Collected data entries:
+ + + + +

PR #74, opened 2015-05-21
Getting started with interactive legends

kferris10:
This is just a rough start to implementing interactive legends.  @cpsievert thought it would be good to discuss where exactly we want this to go.  He has a couple ideas which are slightly over my head so I'll let him explain.

I've [put together a working example](http://kferris10.github.io/animint_dev/) so you can see the general idea.  I also explain the changes I've made there.  I'm pretty sure that this is the only example for which this will work. 

I'd also love any suggestions for tests that might be useful here.  Thanks!


cpsievert:
This is a wonderful start @kferris10! Could you also provide the R code used to create this example?

kferris10:
Absolutely.  [Here you go](https://github.com/kferris10/animint_dev/blob/gh-pages/iris_plots.R)

tdhock:
That is very interesting! Can you get it to work with multiple selection? I would expect all you have to do is specify the option list `selector.types=list(Species="multiple")`.

kferris10:
Looks like it looks fine with multiple selection.  [Link](http://kferris10.github.io/animint_dev/)

tdhock:
Great! Two ideas: 

1. can you get the legend text to fade out (50% alpha transparency) when it is not selected?

2. interesting that you manually specified `aes(color=Species, clickSelects=Species)` for one plot and `aes(color=Species, showSelected=Species)` for the other. I would suggest also trying to modify the animint2dir compiler so that it works for a single plot with just `aes(color=Species)` -- in that case the behavior that I would expect is that the compiler automatically/internally adds the showSelectedColor aesthetic, assigns a default first selection of `first=list(Species=c("versicolor", "virginica", "setosa"))`, and sets a default of `selector.types=list(Species="multiple")`. So initially the plot would render all 3 Species, but then clicking the legend entries would show/hide each one.

kferris10:
These both seem like they'll be a little bit tricky to me.  Right now, this works by just calling update_selector() when the user clicks on a row.  So I'd have to modify the compiler so that a clickSelects attribute is added to each of these geoms (I think).  Does that make sense?

tdhock:
indeed that is a good start to add a call to update_selector in the
renderer animint.js code for each legend entry.

about modifying the compiler I suggest you put the code inside of
parsePlot. I think the call to getLegendList
https://github.com/tdhock/animint/blob/master/R/animint.R#L142 should be
moved up near the beginning of the function. Then check the output of
getLegendList and edit the appropriate layers before the calls to saveLayer
https://github.com/tdhock/animint/blob/master/R/animint.R#L36

I don't think it makes sense to add a clickSelects aesthetic to each layer
that makes a legend. For example in the WorldBank viz
http://sugiyama-www.cs.titech.ac.jp/~toby/animint/WorldBank/viz.html the
geom_line has aes(color=region) and aes(clickSelects=country) so it would
only make sense to add aes(showSelectedColor=region). Does that make sense?
or am I missing some other use case involving another data set/viz?

kferris10:
Sorry to take so long to get back to this.  I got sidetracked with the panel stuff.

I'm a little bit confused about what you're thinking here.  In the "Great! Two ideas:" comment, it seems like you're suggesting we make it so that any time `aes(color=Species)` code is entered, legend interactivity is automatically implemented.  But in the next comment ("indeed that is a good start..."), it sounds like you're suggesting we consider implementing another aesthetic: `aes(showSelectedColor=region)`.  

Also, I just want to run this by everybody.  They way I'm thinking about it, there would only be clickSelects/showSelected interactivity for legends with discrete values.  For example in [this plot](http://bl.ocks.org/kferris10/raw/2192837f1f0d10f4c44b/), users could select groups by clicking on the Species legends but clicking on the Sepal.Width legends wouldn't do anything.  Does that approach make sense or is there some example that I'm missing?

tdhock:
Sorry for the unclear comments.

Yes I was suggesting that we make it so that any time aes(color=Species) code is entered, legend interactivity is automatically implemented.

the `aes(showSelectedColor=region)` was an idea for how to implement this.

First I should have explained the fact that the animint.R compiler uses any aesthetic that contains "showSelected" is interpreted as a selector variable. For example, in a geom with `aes(showSelected=var1, showSelected2=var2, showSelectedFoo=var3)` all three will be interpreted as selection variables.

The designer (person who writes the ggplot code) will write only `aes(color=region)` but the animint.R compiler will automatically add a showSelectedColor=region aesthetic. The compiler will later interpret that to treat region as a selector (showSelected) variable.

Finally, yes I agree that this only makes sense for legends with discrete values.

kferris10:
Okay, I think I understand what you're saying.  With this new push, you are o longer required to use `aes(clickSelects = Species)`.  You do still have to include a `showSelected` statement however.  I'll try and remove this requirement next.  

I've [added an example](https://github.com/tdhock/animint/blob/interactive_legends/inst/examples/interactive-legends.R) to the list of examples so that you guys can see where things currently are.  I don't think this is super helpful for people who are new to animint so I'll delete it once we are done with this development.  A [live version](http://bl.ocks.org/kferris10/raw/a62a990434195a4f48c8/) is here.  You can click on any of the `species` legends and the selected points will update!

The cool thing is that this is no longer limited to the iris example!  You should be able to use it with any dataset if you're interested.

R/animint.R
```diff
@@ -22,11 +22,34 @@ parsePlot <- function(meta){
...
     L <- meta$plot$layers[[layer.i]]
+    
+    ## If any legends are specified, add showSelected aesthetic
+    for(legend.i in seq_along(plot.meta$legend)) {
+      var_name <- plot.meta$legend[[legend.i]]$vars
+      var <- L$data[[var_name]]
+      if(is.factor(var) | is.character(var)) {
+        L$mapping$showSelectedcolour <- as.symbol(var_name)
+      }
+    }
```
kferris10: This is my initial idea for adding showSelected aesthetics.  @tdhock is this what you had in mind?

kferris10:
[Updated link](http://bl.ocks.org/kferris10/raw/31ef63b9b261664b5ec4/)

I still need to update things a little bit, but it's a start.

R/animint.R
```diff
@@ -22,11 +22,40 @@ parsePlot <- function(meta){
...
+      # the actual values for that variable
+      var <- L$data[[var_name]]
+      # checking if it is a discrete variable
+      if(is.factor(var) | is.character(var)) {
+        # if it is, adding a showSelected aesthetic for it
+        L$mapping$showSelectedcolour <- as.symbol(var_name)
+      }
+    }
+    ## need to call ggplot_build again because I've added to the plot
+    meta$built <- ggplot2::ggplot_build(meta$plot)
```
kferris10: This is my initial idea for adding showSelected aesthetics. @tdhock is this along the lines of what you had in mind?

tdhock: Very nice work Kevin! This is a great, almost exactly what I had in mind.

R/animint.R
```diff
@@ -22,11 +22,54 @@ parsePlot <- function(meta){
...
+    for(legend.i in seq_along(plot.meta$legend)) {
+      # the type of legend: colour, fill, etc
+      legend_type <- plot.meta$legend[[legend.i]]$legend_type
+      # the name of the variable used in this legend
+      var_name <- plot.meta$legend[[legend.i]]$vars
+      # the actual values for that variable
+      var <- L$data[[var_name]]
+      # checking if it is a discrete variable
+      if(plyr::is.discrete(var)) {
+        # adding a showSelected aesthetic for each legend entry
```
kferris10: @tdhock I think this takes care of the "aes name a function of the legend aes name" issue.  The only issue now is that instead of `showSelectedFill` it does `showSelectedfill`.  This way makes more sense to me (since the aesthetics are lowercase in ggplot2).

R/animint.R
```diff
@@ -22,11 +22,54 @@ parsePlot <- function(meta){
...
+        for(i in legend_type) {
+          temp_name <- paste0("showSelected", i)
+          L$mapping[[temp_name]] <- as.symbol(var_name)
+#           browser()
+        }
+        # if first is not specified, add all to first
```
kferris10: This ensures that if `first` is not specified, the default is to set everything to selected

R/animint.R
```diff
@@ -22,11 +22,54 @@ parsePlot <- function(meta){
...
+        if(is.null(meta$first[[var_name]])) {
+          meta$first[[var_name]] <- unique(var)
+        }
+        # if selectortypes is not specified, set it to multiple
```
kferris10: And this ensures that the default is to use multiple selection

R/animint.R
```diff
@@ -22,11 +22,54 @@ parsePlot <- function(meta){
...
+        # adding a showSelected aesthetic for each legend entry
+        for(i in legend_type) {
+          temp_name <- paste0("showSelected", i)
+          L$mapping[[temp_name]] <- as.symbol(var_name)
+#           browser()
+        }
+        # if first is not specified, add all to first
+        if(is.null(meta$first[[var_name]])) {
+          meta$first[[var_name]] <- unique(var)
+        }
```
kferris10: This ensures that if `first` is not specified, the default is to set everything to selected

R/animint.R
```diff
@@ -22,11 +22,54 @@ parsePlot <- function(meta){
...
+        # if selectortypes is not specified, set it to multiple
+        if(is.null(meta$selector.types[[var_name]])) {
+          meta$selector.types[[var_name]] <- "multiple"
+        }
```
kferris10: And this ensures that the default is to use multiple selection

R/animint.R
```diff
@@ -22,11 +22,54 @@ parsePlot <- function(meta){
...
+      # the actual values for that variable
+      var <- L$data[[var_name]]
+      # checking if it is a discrete variable
+      if(plyr::is.discrete(var)) {
+        # adding a showSelected aesthetic for each legend entry
+        for(i in legend_type) {
+          temp_name <- paste0("showSelected", i)
+          L$mapping[[temp_name]] <- as.symbol(var_name)
+#           browser()
+        }
```
kferris10: @tdhock I think this takes care of the "aes name a function of the legend aes name" issue. The only issue now is that instead of showSelectedFill it does showSelectedfill. This way makes more sense to me (since the aesthetics are lowercase in ggplot2).

kferris10:
As for calling `ggplot_build` twice, I'm sure that there is a way around it, but I'm not immediately sure how.  There's sort of a Catch-22 here because to create the interactivity, we need to specify the variable corresponding to each legend.  To do this, we need to have the legend.  And to have the legend, I think that we need to use `ggplot_build`.  Does that make sense?  Let me know if not.

Also, sorry for the multiple postings, I put all the line notes in the wrong place.

tdhock:
sure, that makes sense that it is necessary to call ggplot_build twice. Can you please add a comment in the code that explains why it is necessary? (next to the second call to ggplot_build)

tdhock:
Also can you please add a test for the new functionality?

I think the iris data example you constructed makes for a very good test example.

Tests for the compiler: test that the list output by animint2dir contains (1) aes(showSelectedfill), (2) selector.types, and (3) first.

Tests for the renderer: start with 150 `<circle>` elements, click on the legend, test for 100 `<circle>` elements, etc. Also test for a size legend, and clicking on that legend does not affect the number of `<circle>` elements.

R/animint.R
```diff
@@ -22,11 +22,54 @@ parsePlot <- function(meta){
...
+          meta$first[[var_name]] <- unique(var)
+        }
+        # if selectortypes is not specified, set it to multiple
+        if(is.null(meta$selector.types[[var_name]])) {
+          meta$selector.types[[var_name]] <- "multiple"
+        }
+      }
+    }
+    ## need to call ggplot_build again because I've added to the plot
+    meta$built <- ggplot2::ggplot_build(meta$plot)
```
kferris10: @tdhock Did you want a comment more explicit than this?

kferris10:
This test should take care of most of what you suggested.  My only question is, what is the easiest way to look at the showSelectedcolour aesthetic?  Unless I'm missing something, `animint2dir` doesn't return it easily.

```
dir <- animint2dir(viz, out.dir = "animint-htmltest", open.browser = F)
str(dir$plots$petal)
List of 15
 $ legend :List of 1
  ..$ Species:List of 6
  .. ..$ guide      : chr "legend"
  .. ..$ geoms      : chr "point"
  .. ..$ title      : chr "Species"
  .. ..$ vars       : chr "Species"
  .. ..$ legend_type: chr [1:2] "colour" "size"
  .. ..$ entries    :List of 3
  .. .. ..$ :List of 4
  .. .. .. ..$ pointcolour: chr "#F8766D"
  .. .. .. ..$ pointsize  : num 1
  .. .. .. ..$ pointshape : num 16
  .. .. .. ..$ label      :Class 'AsIs'  chr "setosa"
  .. .. ..$ :List of 4
  .. .. .. ..$ pointcolour: chr "#00BA38"
  .. .. .. ..$ pointsize  : num 3.5
  .. .. .. ..$ pointshape : num 16
  .. .. .. ..$ label      :Class 'AsIs'  chr "versicolor"
  .. .. ..$ :List of 4
  .. .. .. ..$ pointcolour: chr "#619CFF"
  .. .. .. ..$ pointsize  : num 6
  .. .. .. ..$ pointshape : num 16
  .. .. .. ..$ label      :Class 'AsIs'  chr "virginica"
 $ strips :List of 3
  ..$ top  :List of 1
  .. ..$ : chr ""
  ..$ right:List of 1
  .. ..$ : chr ""
  ..$ n    :List of 2
  .. ..$ top  : num 0
  .. ..$ right: num 0
 $ layout :'data.frame':	1 obs. of  10 variables:
  ..$ PANEL            : int 1
  ..$ ROW              : int 1
  ..$ COL              : int 1
  ..$ SCALE_X          : int 1
  ..$ SCALE_Y          : int 1
  ..$ AXIS_X           : logi TRUE
  ..$ AXIS_Y           : logi TRUE
  ..$ coord_fixed      : logi FALSE
  ..$ width_proportion : num 1
  ..$ height_proportion: num 1
 $ geoms  :List of 1
  ..$ : chr "geom2_point_petal"
 $ axis1  :List of 10
  ..$ x     :List of 3
  .. ..$ : num 0.2
  .. ..$ : num 0.508
  .. ..$ : num 0.816
  ..$ xlab  :List of 3
  .. ..$ : chr "2"
  .. ..$ : chr "4"
  .. ..$ : chr "6"
  ..$ xrange: num [1:2] 0.705 7.195
  ..$ xline : logi FALSE
  ..$ xticks: logi TRUE
  ..$ y     :List of 6
  .. ..$ : num 0.00758
  .. ..$ : num 0.197
  .. ..$ : num 0.386
  .. ..$ : num 0.576
  .. ..$ : num 0.765
  .. ..$ : num 0.955
  ..$ ylab  :List of 6
  .. ..$ : chr "0.0"
  .. ..$ : chr "0.5"
  .. ..$ : chr "1.0"
  .. ..$ : chr "1.5"
  .. ..$ : chr "2.0"
  .. ..$ : chr "2.5"
  ..$ yrange: num [1:2] -0.02 2.62
  ..$ yline : logi FALSE
  ..$ yticks: logi TRUE
 $ xtitle : chr "Petal.Length"
 $ xanchor: chr "middle"
 $ xangle : num 0
 $ ytitle : chr "Petal.Width"
 $ yanchor: chr "end"
 $ yangle : num 0
 $ xlabs  :List of 3
  ..$ : chr "2"
  ..$ : chr "4"
  ..$ : chr "6"
 $ ylabs  :List of 6
  ..$ : chr "0.0"
  ..$ : chr "0.5"
  ..$ : chr "1.0"
  ..$ : chr "1.5"
  ..$ : chr "2.0"
  ..$ : chr "2.5"
 $ title  : chr "Petal Data"
 $ options:List of 2
  ..$ width : num 400
  ..$ height: num 400
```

+ + + + +

Activity: Copy every line of the data above, beginning with the first and ending with the line that contains "1. can you get", and give nothing more.

Response below:
PR #74, opened 2015-05-21
Getting started with interactive legends

kferris10:
This is just a rough start to implementing interactive legends.  @cpsievert thought it would be good to discuss where exactly we want this to go.  He has a couple ideas which are slightly over my head so I'll let him explain.

I've [put together a working example](http://kferris10.github.io/animint_dev/) so you can see the general idea.  I also explain the changes I've made there.  I'm pretty sure that this is the only example for which this will work. 

I'd also love any suggestions for tests that might be useful here.  Thanks!


cpsievert:
This is a wonderful start @kferris10! Could you also provide the R code used to create this example?

kferris10:
Absolutely.  [Here you go](https://github.com/kferris10/animint_dev/blob/gh-pages/iris_plots.R)

tdhock:
That is very interesting! Can you get it to work with multiple selection? I would expect all you have to do is specify the option list `selector.types=list(Species="multiple")`.

kferris10:
Looks like it looks fine with multiple selection.  [Link](http://kferris10.github.io/animint_dev/)

tdhock:
Great! Two ideas: 

1. can you get the legend text to fade out (50% alpha transparency) when it is not selected?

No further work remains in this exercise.